Apart from the fairness of this, what effect might it have on the
performance of Ken and the others?
But here's the real kicker. Let's look at the value that each of
these people contribute to the organization. Let's assume that
each of the sales staff draws a base salary of $30,000 a year.
When we look at the absolute value of each staff member,
we see that NONE of them are adding value. They are costing
the company more than they are earning. Under a strict ranking
system we would still be obligated to pay that top performer his
raise, even though Ken is simply the best of the really lousy!
Ranking systems don't assess value and contribution, even in
a best case scenario.
The other argument put forth is that ranking systems encourage
competition, and that is probably true. The error with this
argument is that it assumes that competition will lead to increased
productivity, and increased success for the larger organization.
This is rarely the case. Why?
Quite simply, we tend to get the kinds of behaviour we reward.
We can set up a system with good intentions, but unintentionally
encourage behaviour and actions we don't want. Ranking systems
(and related reward systems) allow for two ways to "win" extra rewards.
The first, and the one we would like to see most is for people to
work harder, better and smarter and become more productive.
By being more productive they can vault over their lesser performing
colleagues to receive additional rewards. The second possibility is
to contribute to degrading the performance of those competing
for the same reward. An employee can vault into the upper echelons
of ranked performance by helping others do worse.
This is certainly NOT what we want.
While it is only the most cut-throat employees who will deliberately
attempt to reduce the effectiveness of colleagues, the use of
ranking and related rewards does push even "nice" people
into doing things damaging to the organization.
If you reward based on relative ranks, you encourage:
- hoarding of resources so they are "there when needed"

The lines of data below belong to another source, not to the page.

Issue #5990, opened 2025-01-09
Numeric Text input -- Error state pattern


CarlosNZ:
Part of changes described [here](https://github.com/msupply-foundation/open-msupply/issues/4213#issuecomment-2581450867)

Create a mechanism (probably a hook) to hold the error state of a form, and pass down the error state and a "setError" method into form components.

~~Number component should then use this mechanism instead of modifying the input for invalid values.~~ -- Initial version, don't remove existing Number component behaviour, come back to it once this pattern and its UI are established (#5992)

marthakeezy:
`2.20.00-develop-06070242`

Testing insurance form and vaccine course

marthakeezy:
Raised #11982 for insurance policies - everything seems to be all good when adding a vaccine course. Moving to Done ✅

PR #6172, opened 2025-01-20
5990(1) Allow custom props for table cells without creating new component.

CarlosNZ:
Basically a pre-requisite for #5990, but just wanted to make this is separate PR as it's essentially a separate refactor of existing functionality and didn't want to over-complicate #5990 proper.

# 👩🏻‍💻 What does this PR do?

It's been an ongoing hassle when making Table cells that require more props than are available from the table provider. If you try and define a new Component inline, you get problems with losing input focus on re-render. So you have to define a component outside the table column definitions. But even with that, I was having problems implementing what I need for #5990 without getting input focus issues on the Number Input.

So this PR just provides a very simple mechanism to pass props into whatever cell is defined in the `Cell` field of a table column definitions -- the column definition can take an additional `cellProps` property, which is then passed into the Cell component where it is rendered (inside `DataRow`)

I've implemented it just in one place to demonstrate that it works as expected -- in `StocktakeLineEditTables`. There will be a more substantial implementation in #5990 proper, 

Any potential problems? I don't think so, but haven't tried too hard to break it.

# 🧪 Testing

Check that the "Counted Number Of Packs" field in the Stocktake Line Edit modal behaves exactly the same as before.


client/packages/common/src/ui/layout/tables/columns/types.ts
```diff
@@ -90,6 +90,9 @@ export interface Column<T extends RecordWithId> {
   backgroundColor?: string;
 
   Cell: JSXElementConstructor<CellProps<T>>;
+  // For passing additional props to the above Cell
+  cellProps?: Record<string, unknown>;
```
lache-melvin, line 94: Hm ... I played around with something like this: 

` cellProps?: Omit<ComponentProps<Column<T>['Cell']>, keyof CellProps<T>>;`

It's not quite right but might be good to experiment with for a sec? Would be nice for cellProps to be typed based on the Cell

lache-melvin (approved):
Happy with this as it is, better than the separately defined Cells (is there a plan to clean these up?) but if we can type it, that would be my preference 🙏

client/packages/common/src/ui/layout/tables/columns/types.ts
CarlosNZ: Yeah, I had it *almost* working too. I'll have another look, won't spend too long on it.

mark-prins: thanks - that was my concern too. allowing untyped spreading and working around the type system isn't ideal

CarlosNZ: The difficulty is that the `Cell` prop itself isn't actually correctly defined: `JSXElementConstructor<CellProps<T>>` but it can can have props beyond `CellProps<T>`, so it's hard to define props type for props the `Cell` property isn't actually aware of (if that makes any sense). 

I tried passing in a second generic `U` to the Column definition, but this requires every column to have the same props for its "Cell" which is obviously not the case. 

I think we inherently lose type information by defining `Cell` like this. Any other suggestions?

CarlosNZ: For now I've just added a comment to use with caution. I think a more significant refactor is in order to properly type these 🤔

PR #6399, opened 2025-02-03
5829 load plugins via processor

### LINKED ISSUE #5829: Load plugin to plugin provider

At this point plugin should exist in database.

Do this on:

* Startup
* After sync (when remote site receives a plugin)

- with-holding of information
- reduction of team-work and helping others
- and generally self-centred and self-serving actions.
Other Considerations
1) While ranking may seem to provide an objective means of
evaluating (since it can be used to assign numbers to people),
the rankings themselves are only as good as the criteria used
for ranking. They can be extremely deceptive, making it appear
that there is an objective valid evaluation process going on when,
in fact, there isn't.
2) The value of an employee RELATIVE TO PEERS, is irrelevant to
the success of any organization. It matters not a bit whether a
person is the best or the worst. What does matter is their absolute
contribution to the goals of the organization. Ranking doesn't
improve organizations. It only classifies people and does not
reflect the actual value of employees.
3) As a form of feedback ranking is virtually useless. If our goal
is to develop people, we need to provide specific concrete feedback.

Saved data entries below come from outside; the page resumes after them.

PR #6408, opened 2025-02-03
#6333 item directions gql

### LINKED ISSUE #6333: Add item_directions to item gql node

Need API to provide data for prescription item directions #5648 

- [ ] Create `item_direction` gql loader (something similar to the 2 fields mentioned below)
- [ ] Add `item_directions` to `ItemNode`, it'll be similar to [`available_batches`](https://github.com/msupply-foundation/open-msupply/blob/f0f0cce153c7d2715c158ee26b0e41b7241f32ce/server/graphql/types/src/types/item.rs#L97-L113) or [`variants`](https://github.com/msupply-foundation/open-msupply/blob/f0f0cce153c7d2715c158ee26b0e41b7241f32ce/server/graphql/types/src/types/item.rs#L136-L144)
- [ ] Ultimately can query for something like 
```jsonc
{
  data:
    invoice:
     lines:
       item:
         item_directions: [ nodes ]
}
```

Making a separate endpoint for querying just for item directions. We don't need to do any modifying right now and otherwise only really need it when querying for an item. Perhaps I am unfamiliar with how this `async_graphql` crate works and we'll end up with it regardless.

### Moneyworks Jobcode 🧰

OMS:DDSP

Chris-Petty:
Fixes #6333 

# 👩🏻‍💻 What does this PR do?

Creates GQL on `item` to access `itemDirections`.

There are a bunch of commented out tests that need updating (they were basically copied from `barcode` gql type). I've noticed that item_variant doesn't have tests and I'm tempted to just delete the tests rather than study how to make them work.

# 🧪 Testing

In a gql client query something like:

```gql
query invoices_with_directions {
  invoices(storeId: "1E31B3575A284B7DB27EE755102446FE") {
    ... on InvoiceConnector {
      nodes {
        id
        lines {
          nodes {
            item {
              name
              itemDirections {
                id
                itemLinkId
                priority
                directions
              }
            }
          }
        }
      }
    }
  }
}
```

# 📃 Documentation


server/graphql/core/src/loader/item_direction.rs
```diff
@@ -0,0 +1,62 @@
...
+
+        Ok(map)
+    }
+}
+
+pub struct ItemDirectionByItemDirectionIdLoader {
+    pub service_provider: Data<ServiceProvider>,
+}
+
+impl Loader<String> for ItemDirectionByItemDirectionIdLoader {
```
Chris-Petty, line 41: This isn't actually used and is here for boiler plate cargo cult reasons

server/graphql/core/src/loader/item_direction.rs
```diff
@@ -0,0 +1,62 @@
...
+        let service_context = self.service_provider.basic_context()?;
+        let repo = ItemDirectionRepository::new(&service_context.connection);
+
+        let item_directions = repo.query_by_filter(
+            ItemDirectionFilter::new().id(EqualFilter::equal_any(item_direction_ids.to_vec())),
+        )?;
+
+        let mut map: HashMap<String, ItemDirection> = HashMap::new();
+        for direction in item_directions {
+            map.insert(direction.item_row.id.clone(), direction);
```
Chris-Petty, line 58: That said, this is probably wrong and should be 
```suggestion
            map.insert(direction.item_direction_row.id.clone(), direction);
```

server/graphql/general/src/queries/requisition_line_chart.rs
```diff
@@ -167,7 +167,6 @@ mod graphql {
         requisition_line::RequisitionLineServiceTrait,
         service_provider::{ServiceContext, ServiceProvider},
     };
-    use util::{inline_edit, inline_init};
```
Chris-Petty, line 170: Random cargo check fix

server/graphql/types/src/types/item.rs
```diff
@@ -143,6 +143,14 @@ impl ItemNode {
         Ok(ItemVariantNode::from_vec(result))
     }
 
+    pub async fn item_directions(&self, ctx: &Context<'_>) -> Result<Vec<ItemDirectionNode>> {
+        let loader = ctx.get_loader::<DataLoader<ItemDirectionsByItemIdLoader>>();
+        let result = loader.load_one(self.row().id.clone()).await?;
+        let result = result.unwrap_or_default();
```
Chris-Petty, line 149: Shadowed variable 'cause using `dbg!(&result);` before unwrap_or_default()

server/graphql/types/src/types/item_direction.rs
```diff
@@ -0,0 +1,142 @@
...
+            nodes: item_directions
+                .rows
+                .into_iter()
+                .map(ItemDirectionNode::from_domain)
+                .collect(),
+        }
+    }
+}
+
+// #[cfg(test)]
```
Chris-Petty, line 82: Tempted to delete these rather than fix? Not all gql types have tests it seems. E.g. stock_lines, item_variants

server/graphql/core/src/loader/item_direction.rs
lache-melvin: Does this translate to "my next PR will use it"?

Is long term that a prescription would store item_direction_id and directions would be loaded via this?

Otherwise burn it lol

server/graphql/core/src/loader/item_direction.rs
lache-melvin: Yeah map lookup would be by direction id so this will break 😁

server/graphql/types/src/types/item_direction.rs
```diff
@@ -0,0 +1,142 @@
...
+    nodes: Vec<ItemDirectionNode>,
+}
+
+#[Object]
+impl ItemDirectionNode {
+    pub async fn id(&self) -> &str {
+        &self.item_direction.item_direction_row.id
+    }
+
+    pub async fn item_link_id(&self) -> &str {
```
jmbrunskill, line 23: I think we've agreed that in the API we should only expose `item_id` not `item_link_id`.
I've been asking for these things to be documented but yeah...

server/graphql/types/src/types/item_direction.rs
lache-melvin: Can remove these - the barcode tests you copied feel to me like they're in the wrong place, they're testing the result of the `barcode` query rather than the node type - you don't have a standalone query for item directions. So if you were to add to a test, would add to the item one (but item seems to only be testing legacy fields 😭)

BUT zooming out I have THOUGHTS about our graphql tests, I don't think they add near enough value for the effort right now. They're painful to write, and either haven't caught the bug, or they were just brittle and failed because I added something and the objects no longer lined up. 

- I think these nodes should have unit tests, that just call these little functions, if anything juicier than return this field is happening (i.e. test `from_domain` mappings, in the item test I would check that directions got loaded right)
  - This should need much less instantiating of graphql test biz, and therefore run much faster
  - Should be small easy fast to write
- Probably also valuable would be some kind of `all fields` query, which we would have to keep up to date as we add new fields to each query. 
  - Primary purpose of this would be to check that the API doesn't change in unexpected ways, contract test for the frontend, catch where we might have enthusiastically renamed or changed types.
  - Honestly not even how valuable this is, seeing as we have the generated types, which will break frontend compilation if anything changes 
  - I think more valuable when we get to the point of the API needing to be stable for other consumers
- Mutations should have the same unit tests wherever input/output mappings occur. Otherwise all biz logic happens in service layer so not a whole lot to test.

lache-melvin (changes requested):
Looking good! Can remove those tests, and fix up id mappings, then good to gooooo

client/packages/common/src/types/schema.ts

Informing someone that they ranked in the top (or bottom)
twenty-five percent on something may send some sort of message,
but tells the recipient virtually nothing about how to improve.
4) Ranking can be devastating to the morale and trust of an
organization. Because it is difficult to rank objectively, employees
will almost always disagree with a ranking that places them
anywhere but in the top percent in the organization. Employees
often perceive the process as unfair and arbitrary. Research has
shown that the large majority of people believe they are above
average in job performance. Ranking guarantees disagreement.

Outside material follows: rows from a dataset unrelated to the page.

PR #6420, opened 2025-02-04
Disable pluralisation in prescription line edit view

### LINKED ISSUE #5978: Prescription: 'S' appearing for item with no units
## What went wrong? 😲

As per the title
photo_2025-01-09 1 35 50 pm
Screenshot 2025-01-09 at 1 39 34 pm

## How to Reproduce 🔨

2. Make a prescription and add item with no units
3. See error(extra 'S' appearing in place of unit)
4. Extra 'S' for items with units as well

## Your environment 🌱

- Open mSupply Version:  `V2.5.00-RC1`
- Legacy mSupply Central Server Version: `V8.0-dev32`

- Platform: Browser

- Database type:

zachariah-at-msupply:
Fixes #5978 

# 👩🏻‍💻 What does this PR do?

Disables pluralisation in line edit view. (Did you read the title? What did you expect? 😜)

Which means that now there are no silly 's'ses like in this sentens.

Now it looks like this for items without units:
image

And like this for items with units:
image

Have a nice day :)

# 🧪 Testing

- [ ] Go to Dispensary > Prescriptions > New Prscription (it's in the top right hand corner).
- [ ] In the input box which appears, type a character to search for a patient, and select a patient.
- [ ] Click 'Add item'.
- [ ] In the input box which appears, click the dropdown arrow at the end of the box, and select an item that doesn't have units (e.g. '78373 Clotrimazole cream 60 ml').
- [ ] Issue 0 units and check that there's no s after the number issued.
- [ ] Issue 1 unit and check that again.
- [ ] Issue more than 1 unit and check that again.
- [ ] Now select a medicine that _does_ have units (e.g. 030062 Acetylsalicylic Acid 300mg tabs).
- [ ] And do the same checks as before.
Thanks!
 
# 📃 Documentation

### DIFF
--- a/client/packages/invoices/src/Prescriptions/LineEditView/PrescriptionLineEditForm.tsx
+++ b/client/packages/invoices/src/Prescriptions/LineEditView/PrescriptionLineEditForm.tsx
@@ -335,7 +335,10 @@ export const PrescriptionLineEditForm: React.FC<
                   decimalLimit={2}
                 />
                 <InputLabel sx={{ fontSize: 12 }}>
-                  {t('label.unit-plural', {
+                  {t('label.unit-plural_one', {
+                    // unit-plural_one has been specified to deactivate pluralisation.
+                    // This is to handle the case where units have not been entered for the item.
+                    // see https://github.com/msupply-foundation/open-msupply/issues/5978
                     count: issueUnitQuantity,
                     unit: item?.unitName,
                   })}


GeronimoJohn (approved):
Thanks for this @zachariah-at-msupply. LGTM! 🚀 

Though personally I found the comment a bit overwhelming for a one line change

mark-prins:
I would prefer to retain the pluralisation - the 'Issue 10 tablet' doesn't read well.
Doing this would retain the plural and prevent the problem raised:

```
                {!!item?.unitName && (
                  <InputLabel sx={{ fontSize: 12 }}>
                    {t('label.unit-plural', {
                      count: issueUnitQuantity,
                      unit: item?.unitName,
                    })}
```

Ideally we'd be checking for how to generate plurals properly - for english a simple solution would be to add [this package](https://www.npmjs.com/package/pluralize). it doesn't help with other languages, but it's a start! 

I was keen to have configuration for both singular and plural forms of the unit - until that can be done we'll just have to compromise.

mark-prins:
Also - we shouldn't call the `_one` form of a translation key directly. that's used when the `count` provided is `1`
If you change to use that `_one` versoin, there's no need to provide the `count` prop

A better approach is to provide `count: 1` but an even better would be to use a different translation.

zachariah-at-msupply:
Cool, gotcha. I'll just check with my team leader if he wants me to spend time on this before implementing the code you've suggested. 

It seems like in the issue you made (#6445, https://github.com/msupply-foundation/open-msupply/issues/6445) you would prefer the pluralize package to be added rather than the code - would you prefer the code added now as a temporary measure, or to wait for the pluralize package to be added?

mark-prins:
thanks - I'd recommend doing the pluralize approach; that should be pretty quick to do and is a slightly more complete solution. No need to implement this change and then rework later, the site is usable as it is now

Chris-Petty:
Sorry @mark-prins, you go away ONE DAY and we go crazy! Refinement we decided to just nix it because this has come up multiple times and reckoning people find bad pluralisation worse than lack of pluralisation.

5) Finally there is the issue of comparisons. In today's work world,
even people with the same job titles in the same "shop" may be
doing very different jobs and contributing in very different ways.
How is it possible to compare someone who functions as an
informal workplace leader to someone who is technically talented
but interpersonally unskilled? Both contribute in their own way.
It really is like comparing apples and oranges.